ZFS is developing a wider and more diverse array of features than ever before, and some of these require new capabilities to work to their fullest. For example, raidz expansion using the 3.5MB scratch space that was previously reserved for boot data. We want to make sure that this label design enables future features that might need interesting capabilities.
Reliability is still paramount. An upgraded label design that doesn't properly protect the uberblock ring against various kinds of write failures is no upgrade at all.

High-level Proposal

As discussed in Allan's presentation, the core of the proposal is to switch to a larger label size. The initial proposal is a 256MiB label, with a large chunk of reserved space. In total, the start-of-disk reserved area would be 1 GiB. There was some additional discussion at the ZFS dev summit, so the other parts of the proposal have changed somewhat. The layout of the label would be dynamic; the label would have a "Table of Contents" that would store the start and size of each section. This allows flexibility and makes it easier to change things in the future. Some sections would include the boot information block, the vdev config, a whole-pool config, and special Uberblocks (MMP, checkpoint). The ToC could also store information about the use of the reserved space, e.g. if some of it is being used for raidz expansion or other features. The uberblock ring itself would take up a large chunk of the space, probably the last N MiB of the label.
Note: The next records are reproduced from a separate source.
PR #1101, opened 2022-03-15
Interrupt create/update release if no commits available to categorize

blast-hardcheese:
My original fork had an early `return` to interrupt the rest of `drafter`, but I hadn't thought it through when I removed it when cleaning up my upstream contributions.

That early `return` was used to prevent drafting empty releases or empty draft releases. Since I've switched from my branch back to 5.19.0, I'm now getting those empty draft releases again.

My one question is whether

```javascript
      if (runnerIsActions()) {
        setActionOutput(createOrUpdateReleaseResponse, releaseInfo)
      }
```
needs to be run always, or only during create/update. I believe it only makes sense to run during create/update, but I'm open to feedback.

Thanks!

### DIFF
--- a/index.js
+++ b/index.js
@@ -200,25 +200,32 @@ module.exports = (app, { getRouter }) => {
     })
 
     let createOrUpdateReleaseResponse
-    if (!draftRelease) {
-      log({ context, message: 'Creating new release' })
-      createOrUpdateReleaseResponse = await createRelease({
+    if (commits.length === 0) {
+      log({
         context,
-        releaseInfo,
-        config,
+        message: 'Not creating a release, no commits to categorize',
       })
     } else {
-      log({ context, message: 'Updating existing release' })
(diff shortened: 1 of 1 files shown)


blast-hardcheese:
Yikes -- I didn't realize there was a legitimate use case for drafting an empty release, could I get some clarification on this before I revisit what I'm trying to do here?

jetersen:
@blast-hardcheese I guess not. I don't see the use case. The test might have been made to simply pass code coverage or something 😅

setActionOutput, you could test whether it is necessary by creating action that uses the output in some way to see how it behaves.

I suspect is it not necessary to set.

jetersen:
@blast-hardcheese I have actually seen cases by jenkinsci and jenkins-infra who expect a `next` or `edge` draft to exist 😅
So they actually expect empty cases.

blast-hardcheese:
Oh no 😧

Alright, that makes sense, all good. Thanks for the follow up!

There is also the question of how ZFS will know whether to use the new label design or not, and relatedly, how old systems will interact with these new pools. So far, it seems that the most workable solution is to put dummy data in the old label that will get old versions of ZFS far enough to try to pick an Uberblock, and then only have a single dummy uberblock with version=5001 in it. This will let old systems know that the pool is not openable. We could also have a special key in the vdev nvlist config that indicates to newer pools that this pool is using the v2 label format. That would allow them to short circuit the import logic there to go use the new layout. The problem with this approach is that it might require a nontrivial amount of work to come up with appropriate "dummy" data for the old label. Unfortunately, the version number is only stored in the uberblock itself, so the import process has to get that far before we could leverage it.

Questions

Does this design meet the current needs of ZFS? What about future needs that are still in the pipeline, or haven't even been properly started yet?
How many uberblocks do we want to keep around? If we're limited to 1 per sector, 4k sectors can store plenty, but 128k or 16M sectors will have a harder time.
What do we do about old versions of ZFS with new pools? How do we indicate that we're using the new layout?
When do we use this new layout? Only on new pools? Only on large pools? Only on large pools with large sector sizes?
Can a pool mix old and new label layouts on different disks?
Do we need any special considerations for the end-of-disk label?
Should we reserve space at the end of the disk that can be returned to the metaslab layer if we run out of storage for future extensions?
How big are sector sizes really going to get, anyway?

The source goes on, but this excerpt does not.